* What the task asks: Using the records below, filter out every line that lacks "have" and copy the rest.

* Collected data:
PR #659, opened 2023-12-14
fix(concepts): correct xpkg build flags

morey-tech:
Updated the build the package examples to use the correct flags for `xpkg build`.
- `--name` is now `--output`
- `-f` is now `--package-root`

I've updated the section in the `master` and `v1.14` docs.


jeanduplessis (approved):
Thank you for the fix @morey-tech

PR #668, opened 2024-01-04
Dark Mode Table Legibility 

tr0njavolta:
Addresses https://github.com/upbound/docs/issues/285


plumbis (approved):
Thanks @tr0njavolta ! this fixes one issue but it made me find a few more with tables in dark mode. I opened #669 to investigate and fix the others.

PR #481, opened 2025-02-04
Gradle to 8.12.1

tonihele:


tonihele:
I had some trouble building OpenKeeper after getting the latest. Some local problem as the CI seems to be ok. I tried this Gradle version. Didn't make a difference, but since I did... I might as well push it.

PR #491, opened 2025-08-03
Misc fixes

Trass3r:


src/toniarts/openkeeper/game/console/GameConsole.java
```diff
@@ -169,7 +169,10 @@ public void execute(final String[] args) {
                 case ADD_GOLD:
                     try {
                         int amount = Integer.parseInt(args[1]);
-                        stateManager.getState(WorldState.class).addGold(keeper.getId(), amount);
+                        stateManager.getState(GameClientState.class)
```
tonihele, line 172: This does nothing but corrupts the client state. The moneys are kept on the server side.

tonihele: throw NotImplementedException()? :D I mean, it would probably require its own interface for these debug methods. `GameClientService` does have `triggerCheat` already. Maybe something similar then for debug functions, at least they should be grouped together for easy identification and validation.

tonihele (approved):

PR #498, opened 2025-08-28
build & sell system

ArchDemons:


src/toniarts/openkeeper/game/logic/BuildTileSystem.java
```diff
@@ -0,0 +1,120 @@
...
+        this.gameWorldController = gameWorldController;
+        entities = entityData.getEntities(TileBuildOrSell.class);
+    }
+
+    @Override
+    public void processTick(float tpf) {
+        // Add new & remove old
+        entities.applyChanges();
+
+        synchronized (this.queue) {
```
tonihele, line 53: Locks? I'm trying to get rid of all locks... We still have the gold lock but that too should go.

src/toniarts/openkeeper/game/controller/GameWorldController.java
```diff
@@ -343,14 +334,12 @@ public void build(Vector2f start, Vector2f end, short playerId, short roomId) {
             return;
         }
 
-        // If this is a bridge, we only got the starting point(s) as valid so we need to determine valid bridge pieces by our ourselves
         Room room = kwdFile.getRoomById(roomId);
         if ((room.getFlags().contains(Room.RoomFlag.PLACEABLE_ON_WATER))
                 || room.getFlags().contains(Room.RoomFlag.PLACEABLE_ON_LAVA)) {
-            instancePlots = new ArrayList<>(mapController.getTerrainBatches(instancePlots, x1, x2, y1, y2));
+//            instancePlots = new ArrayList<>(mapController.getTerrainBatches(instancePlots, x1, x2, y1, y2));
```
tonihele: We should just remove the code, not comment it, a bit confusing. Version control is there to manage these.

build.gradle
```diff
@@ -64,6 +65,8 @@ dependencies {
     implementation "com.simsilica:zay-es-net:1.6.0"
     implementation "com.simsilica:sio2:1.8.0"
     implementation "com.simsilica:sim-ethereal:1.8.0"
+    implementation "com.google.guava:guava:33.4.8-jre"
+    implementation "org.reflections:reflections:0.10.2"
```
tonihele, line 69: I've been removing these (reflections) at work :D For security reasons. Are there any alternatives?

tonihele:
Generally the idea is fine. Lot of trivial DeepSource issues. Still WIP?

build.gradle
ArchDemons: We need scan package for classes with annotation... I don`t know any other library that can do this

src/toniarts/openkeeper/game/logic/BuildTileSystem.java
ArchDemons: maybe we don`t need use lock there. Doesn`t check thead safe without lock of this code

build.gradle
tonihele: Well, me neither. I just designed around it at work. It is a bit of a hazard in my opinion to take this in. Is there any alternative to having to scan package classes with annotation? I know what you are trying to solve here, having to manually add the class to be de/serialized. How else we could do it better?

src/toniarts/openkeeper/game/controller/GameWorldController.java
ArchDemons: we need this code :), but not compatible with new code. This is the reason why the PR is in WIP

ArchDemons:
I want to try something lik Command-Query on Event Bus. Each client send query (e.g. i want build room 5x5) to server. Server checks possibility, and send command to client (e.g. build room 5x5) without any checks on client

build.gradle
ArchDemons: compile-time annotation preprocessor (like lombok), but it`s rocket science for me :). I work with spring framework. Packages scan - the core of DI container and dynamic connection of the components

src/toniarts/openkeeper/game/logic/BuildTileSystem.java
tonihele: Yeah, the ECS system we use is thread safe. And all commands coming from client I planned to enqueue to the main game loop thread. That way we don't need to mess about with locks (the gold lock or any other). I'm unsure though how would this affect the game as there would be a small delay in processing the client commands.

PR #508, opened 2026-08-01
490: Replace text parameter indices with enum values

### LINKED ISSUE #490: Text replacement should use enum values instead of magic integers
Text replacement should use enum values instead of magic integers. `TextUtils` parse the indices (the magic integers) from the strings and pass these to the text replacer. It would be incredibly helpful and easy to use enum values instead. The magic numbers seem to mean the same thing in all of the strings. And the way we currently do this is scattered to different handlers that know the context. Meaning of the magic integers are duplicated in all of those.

* Reply to the task:
tonihele: throw NotImplementedException()? :D I mean, it would probably require its own interface for these debug methods. `GameClientService` does have `triggerCheat` already. Maybe something similar then for debug functions, at least they should be grouped together for easy identification and validation.
tonihele, line 53: Locks? I'm trying to get rid of all locks... We still have the gold lock but that too should go.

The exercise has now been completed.